Speed bumps. Don’t you just love ‘em? All you want to do is get from point A to point B, and they throw these little obstacles in your path for no other reason than to slow you down. They’re so damn annoying. But, of course, there is a reason for them, because there is a reason why you need to slow down. This is a place where people are walking, and running, and playing. And for the safety of the people (and animals) on the street, those who are driving their cars need to be inconvenienced. Really, it’s a small price to pay when you look at it that way.

The street I live on, Arnold Drive, could easily become a cut-through street. You enter it on the south from Central Avenue, which is one of the main arteries in Charlotte, and the entrance to the east is from another busy street, Eastway Drive. But Arnold is not an easy way to cut through, by design. The road snakes around more than any street I’ve seen outside the mountains. And it is filled with speed bumps. 

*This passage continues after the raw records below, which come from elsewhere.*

PR #3320, opened 2026-06-15
verified_claims support in claims parameter of authorization request

### LINKED ISSUE #3315: Accept and Store `verified_claims` in the Authorize `claims` Parameter
## Summary

Accept the OIDC Identity Assurance (IDA) `verified_claims` member in the `userinfo`
section of the authorize `claims` parameter, store it in the authorization request
store, and ignore it everywhere else.

`ClaimsRequest.UserInfo` (currently `map[string]*IndividualClaimRequest`) cannot hold a
`verified_claims` value, whose request form is the nested IDA structure
(`verification` + `claims`), not the `{essential, value, values}` shape. Widening
`UserInfo` to `map[string]any` lets it carry both normal claims and `verified_claims`.

This is accept-and-store only: Thunder never resolves, verifies, or returns
`verified_claims`.

## Goals

- Change `ClaimsRequest.UserInfo` to `map[string]any`.
- Validate `userinfo.verified_claims` against the IDA request structure; keep existing
  OIDC validation for normal claims.
- Persist `verified_claims` in `auth_req_store` (DB JSONB + cache) and reconstruct it
  faithfully on retrieval.
- Keep all other consumers (essential/optional classification, claim filtering,
  sub-claim constraint, UserInfo/token building) operating only on normal claims.

## Non-goals

- No `verified_claims` in the `id_token` section; `ClaimsRequest.IDToken` is unchanged.
- No resolution, verification, or return of `verified_claims` in any output.
- No new data model, schema change, or client config for verified data
  (`verified_claims` rides inside the existing `REQUEST_DATA` JSONB).

## Acceptance criteria

1. `ClaimsRequest.UserInfo` is `map[string]any`; `IDToken` unchanged; existing tests
   pass after consumers are adapted.
2. A `claims` parameter with `userinfo.verified_claims` is accepted and the value is
   retained in the parsed `ClaimsRequest`.
3. Full IDA validation: malformed `verified_claims` (missing `verification` /
   `trust_framework` / `claims`) is rejected with `invalid_request`; both object and
   array-of-objects forms are accepted when valid. Normal-claim validation is unchanged.
4. Round-trip: after persist + reload (DB and cache), the reconstructed `verified_claims`
   equals the submitted one.
5. `verified_claims` never appears in required-attribute sets, `BuildClaims` output, the
   UserInfo response, ID token, access token, or sub-claim constraint checks. Responses
   for normal claims are identical with or without `verified_claims` present.
6. Unit tests cover parsing, IDA validation (valid/invalid/array), the store round-trip,
   and the "ignored everywhere else" guarantees.

## Known edge cases / risks / dependencies

- **Normalization**: with `UserInfo` as `map[string]any`, every non-`verified_claims`
  entry must be re-decoded into `*IndividualClaimRequest` wherever the old code iterated
  typed values. A `null` value (`"email": null`) still means "requested, no constraint".
  Centralize the `verified_claims` exclusion in one helper to keep the no-leakage
  guarantee robust.
- **Shape variants**: accept single-object and array-of-objects `verified_claims`;
  aggregated/distributed forms are out of scope (stored opaquely).
- **Round-trip fidelity**: `parseClaimsRequestFromJSON` must avoid lossy coercion (e.g.
  numeric handling) so the reloaded value matches the original.
- **Wider consumer surface**: the type change touches every reader of `UserInfo`; a
  missed site either fails to compile or mis-handles normal claims — covered by tests.
- **Dependency**: OIDC IDA spec for the `verified_claims` request structure; existing
  `auth_req_store` and claims parse/validate utilities
  (`oauthutils.go`, `model/parameter.go`).

sacrana0:
### Purpose
Support verified_claims in the claims.userinfo parameter in authorize endpoint

### Related Issues
- #3315 

### Related PRs
- N/A

### Checklist
    - [x] Unit Tests
    - [x] Integration Tests

### Security checks

## Summary by CodeRabbit

* **New Features**
  * Added support for OIDC Identity Assurance `verified_claims` in both userinfo and ID token requests, including trust framework, evidence/claim constraints, and time constraints.
* **Bug Fixes**
  * Improved `verified_claims` handling so they’re validated and preserved separately from normal claim resolution, and ensured access-token claim inclusion excludes `verified_claims`.
* **Tests**
  * Added extensive parsing, validation, marshal/unmarshal, and serialize/round-trip persistence tests for `verified_claims` (including object and array forms) and related error cases.

### DIFF
--- a/backend/internal/oauth/oauth2/model/parameter.go
+++ b/backend/internal/oauth/oauth2/model/parameter.go
@@ -18,7 +18,14 @@
 
 package model
 
-import "github.com/thunder-id/thunderid/internal/system/utils"
+import (
+	"bytes"
+	"encoding/json"
+	"errors"
+	"fmt"
+
+	"github.com/thunder-id/thunderid/internal/system/utils"
+)
 
 // OAuthParameters represents the parameters required for OAuth2 authorization.
 type OAuthParameters struct {
@@ -39,10 +46,26 @@ type OAuthParameters struct {
 	DPoPJkt             string
 }
 
+// VerifiedClaimsMember is the OIDC Identity Assurance member name that may appear in the
+// userinfo and id_token sections of the claims request. Its request form is the nested IDA
+// structure (verification + claims) rather than the {essential, value, values} shape, so each
+// section's verified_claims is held separately in VerifiedUserInfo and VerifiedIDToken and
+// excluded from all normal-claim processing.
+const VerifiedClaimsMember = "verified_claims"
+
+// jsonNull is the JSON wire representation of a null value.
+const jsonNull = "null"
+
 // ClaimsRequest represents the OIDC claims request parameter structure.
+// UserInfo and IDToken carry only normal claims; each section's verified_claims IDA structure is
+// held separately in VerifiedUserInfo and VerifiedIDToken, normalized to an array of typed
+// VerifiedClaimsRequest entries. On the wire verified_claims remains nested under its
+// userinfo/id_token object, handled by the custom MarshalJSON/UnmarshalJSON.
 type ClaimsRequest struct {
-	UserInfo map[string]*IndividualClaimRequest `json:"userinfo,omitempty"`
-	IDToken  map[string]*IndividualClaimRequest `json:"id_token,omitempty"`
+	UserInfo         map[string]*IndividualClaimRequest `json:"-"`
+	VerifiedUserInfo []*VerifiedClaimsRequest           `json:"-"`
+	IDToken          map[string]*IndividualClaimRequest `json:"-"`
+	VerifiedIDToken  []*VerifiedClaimsRequest           `json:"-"`
 }
 
 // IndividualClaimRequest represents a request for an individual claim.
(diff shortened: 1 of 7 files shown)


backend/internal/oauth/oauth2/model/parameter_test.go
```diff
@@ -0,0 +1,111 @@
+/*
+ * Copyright (c) 2025, WSO2 LLC. (https://www.wso2.com).
```
ThaminduDilshan:
```suggestion
 * Copyright (c) 2026, WSO2 LLC. (https://www.wso2.com).
```

backend/internal/oauth/oauth2/model/parameter_test.go
```diff
@@ -0,0 +1,111 @@
...
+	"testing"
+
+	"github.com/stretchr/testify/assert"
+)
+
+// TestClaimsRequest_UnmarshalJSON_NormalizesUserInfo verifies that a plain json.Unmarshal
+// (the path used by the Redis-backed request/code/PAR stores) normalizes userinfo entries
+// into *IndividualClaimRequest so UserInfoClaims() returns them rather than silently dropping
+// them as raw map[string]interface{} values.
+func TestClaimsRequest_UnmarshalJSON_NormalizesUserInfo(t *testing.T) {
```
ThaminduDilshan: Shall we follow test suite pattern?

backend/internal/oauth/oauth2/model/parameter.go
```diff
@@ -52,6 +65,78 @@ type IndividualClaimRequest struct {
...
+		return nil, err
+	}
+	return &icr, nil
+}
+
+// UserInfoClaims returns the normal (non-verified_claims) userinfo claim requests.
+// verified_claims is excluded so downstream claim resolution never sees it. Values are
+// normalized to *IndividualClaimRequest by UnmarshalJSON on every decode path;
+// a requested claim with no constraint ("email": null) maps to a nil entry.
+func (cr *ClaimsRequest) UserInfoClaims() map[string]*IndividualClaimRequest {
```
ThaminduDilshan: Isn't this confusing? Method name is generic and expected usage is only for the normal claims handling. I'd suggest having a specific method to get normal claims and if required have another method to get verified claims. 
I.e. `GetNormalUserInfoClaims()` & `GetVerifiedUserInfoClaims()`. Or else having `GetUserInfoClaims()` is also fine if we have another method to retrieve verified claims too (`GetVerifiedUserInfoClaims`).

Also see whether the existing pattern across code base is `UserInfo` or `Userinfo`

backend/internal/oauth/oauth2/model/parameter.go
```diff
@@ -39,9 +44,17 @@ type OAuthParameters struct {
...
+// opaquely alongside normal claims and excluded from all normal-claim processing.
+const VerifiedClaimsMember = "verified_claims"
+
 // ClaimsRequest represents the OIDC claims request parameter structure.
+// UserInfo is map[string]any so it can carry both normal claims (each decoded as
+// *IndividualClaimRequest) and the opaque verified_claims IDA structure.
 type ClaimsRequest struct {
-	UserInfo map[string]*IndividualClaimRequest `json:"userinfo,omitempty"`
+	UserInfo map[string]any                     `json:"userinfo,omitempty"`
 	IDToken  map[string]*IndividualClaimRequest `json:"id_token,omitempty"`
```
ThaminduDilshan: Any specific reason to allow this only for the user info field, but not id token?

backend/internal/oauth/oauth2/model/parameter.go
```diff
@@ -39,9 +44,17 @@ type OAuthParameters struct {
...
+// (verification + claims) rather than the {essential, value, values} shape, so it is carried
+// opaquely alongside normal claims and excluded from all normal-claim processing.
+const VerifiedClaimsMember = "verified_claims"
+
 // ClaimsRequest represents the OIDC claims request parameter structure.
+// UserInfo is map[string]any so it can carry both normal claims (each decoded as
+// *IndividualClaimRequest) and the opaque verified_claims IDA structure.
 type ClaimsRequest struct {
-	UserInfo map[string]*IndividualClaimRequest `json:"userinfo,omitempty"`
+	UserInfo map[string]any                     `json:"userinfo,omitempty"`
```
ThaminduDilshan: With the current implementation, this silently accepts malformed entries — {"email": {"foo": "bar"}} decodes to an empty IndividualClaimRequest{} instead of being rejected. We need a validation layer in ParseClaimsRequest that strictly decodes each entry:

- verified_claims → IDA struct
- other keys → *IndividualClaimRequest (allowing null)
- reject anything else

ThaminduDilshan: Better alternative will be to consider `map[string]json.RawMessage` instead. It lets us decode strictly in one step with json.Decoder + DisallowUnknownFields(), and avoids any lossy intermediate decode (numbers coerced to float64, etc.) and the current marshal→unmarshal round-trip.

backend/internal/oauth/oauth2/model/parameter.go
```diff
@@ -52,6 +65,78 @@ type IndividualClaimRequest struct {
...
+	if err := json.Unmarshal(data, &alias); err != nil {
+		return err
+	}
+	*cr = ClaimsRequest(alias)
+
+	for name, raw := range cr.UserInfo {
+		if name == VerifiedClaimsMember {
+			continue
+		}
+		claimReq, err := DecodeIndividualClaimRequest(raw)
```
ThaminduDilshan: This also only decodes individual claims requests right? Better to decode it in a general way such that both normal and verified claims are accepted.

Related to: https://github.com/thunder-id/thunderid/pull/3320/changes#r3422673948

backend/internal/oauth/oauth2/model/parameter.go
sacrana0: In eSignet we don't look for any requested claim in idtoken. idtoken is allowed but we don't honor any values in it. So didn't modify the idtoken handling. Should we add it there as well? @ThaminduDilshan

backend/internal/oauth/oauth2/model/parameter.go
sacrana0: The existing impl also didn't validate the fields properly. But yeah let's add complete validation for all fields.

sacrana0: How about we separate out normal and verified claims in separate fields? @ThaminduDilshan

type ClaimsRequest struct {
      UserInfo       map[string]*IndividualClaimRequest // normal claims, strictly decoded
      VerifiedUserInfo json.RawMessage                  // opaque IDA blob
      IDToken        map[string]*IndividualClaimRequest
  }

backend/internal/oauth/oauth2/model/parameter.go
ThaminduDilshan: But for thunderid it's better to align this correctly as it's a separate product. I prefer to do this for the id token as well if possible

backend/internal/oauth/oauth2/model/parameter.go
ThaminduDilshan: But in the existing implementation JSON decoder only decodes it in to the defined format. Since it doesn't have any/ interface{} type fields, it will be decoded correctly discarding any unknown fields.
But with this, it will accept basically anything right?

ThaminduDilshan: > How about we separate out normal and verified claims in separate fields?

This is also one approach I considered during initial discussion. I'm okay with this, but we'll need to override the json decode method to decode it correctly and pass to the defined struct.

sacrana0:
@coderabbitai full-review   check if all comments concerns are resolved

backend/internal/oauth/oauth2/model/parameter.go
```diff
@@ -52,9 +72,315 @@ type IndividualClaimRequest struct {
...
+	MaxAge *int64 `json:"max_age,omitempty"`
+}
+
+// UnmarshalJSON decodes a single verified_claims entry, requiring a verification element and a
+// non-empty claims object. Each claims entry follows the normal-claim constraint grammar.
+func (vcr *VerifiedClaimsRequest) UnmarshalJSON(data []byte) error {
+	var raw struct {
+		Verification *VerificationRequest       `json:"verification"`
+		Claims       map[string]json.RawMessage `json:"claims"`
+	}
```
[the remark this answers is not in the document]
sacrana0: @ThaminduDilshan What is your view on this? There are many more fields possible in verified_claims, do we add everything in the struct and throw on unknown fields or  only keep minimum fields in struct that we actually use and ignore other known/unknown fields?

backend/internal/oauth/oauth2/utils/oauthutils.go
```diff
@@ -198,26 +200,9 @@ func validateClaimsRequest(cr *model.ClaimsRequest) error {
...
-
-	// value and values are mutually exclusive
-	if icr.Value != nil && len(icr.Values) > 0 {
-		return fmt.Errorf(
-			"invalid claims parameter: claim '%s' in %s has both 'value' and 'values' specified "+
-				"(mutually exclusive per OIDC spec)",
-			claimName, location)
+	if err := icr.Validate(); err != nil {
+		return fmt.Errorf("invalid claims parameter: claim '%s' in %s %w", claimName, location, err)
 	}
```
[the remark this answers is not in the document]
sacrana0: It doesn't seem awkward to me. The sentence is fine.

backend/internal/oauth/oauth2/model/parameter.go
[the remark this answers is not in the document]
ThaminduDilshan: We can only scope to what's supported as of now. Still it allows us to introduce new fields without breaking the existing implementation right?
Also the implementation should accept unsupported fields still without failing the request. As long as that's satisified, we can keep definition limited to the supported fields

ThaminduDilshan (approved):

It really is a lovely little road, and I enjoy the drive -- when I’m not in a hurry. But when I just want to get from one place to another as quickly as possible, I avoid it. I have several short cuts I can take to get home, where I miss the curves and most of the speed bumps, and I'm in my driveway before I know it, with no recollection of how I got there. Yet I have to admit that when I travel the long way down the street, and slow down for the countless speed bumps, making my way to the place where I live, I always remember my journey.

Maybe there is something to be said for the value of speed bumps to those of us who always seem to be in a hurry. Maybe those little annoyances in our path are there to remind us to ease up and pay attention to what’s happening around us.

Yeah, and maybe those speed bumps are a metaphor for other annoyances as well.